## Exercise goal:
Please print exactly the line containing "PR #3647, opened 2022-12-07" and every line after it to the end of the records below, and nothing more.

## Dataset excerpts:
Issue #3641, opened 2022-12-06
osmocli epic:


ValarDragon:
OsmoCli (#3611) roadmap of things to tackle to improve testing UX:
- [x] Add the ability to register a custom parser for a given field. (Lets us eliminate the rest of existing boilerplate / non-converted funcs)
- [x] Add some go tests within osmo-cli
- [x] Change the syntax from cmd.AddCommands to instead be osmocli.AddTx[M sdk.Msg](&TxDesc, msg M)
  - [x] Need to figure out how to register custom flagsets in this syntax 
  - [x] Lets us make a second method, for getting a proto-parser from desc, and then we can kill all the current slow CLI tests
- [ ] README
- [x] Split this into its own go.mod, so others can import

RusAkh:
hello @ValarDragon. I would like to collaborate here, is it ok with you?

PR #3647, opened 2022-12-07
Osmocli: Fix lines of code overhead + speed of CLI tests

ValarDragon:
Cref: #3641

## Response area:
PR #3647, opened 2022-12-07
Osmocli: Fix lines of code overhead + speed of CLI tests

ValarDragon:
Cref: #3641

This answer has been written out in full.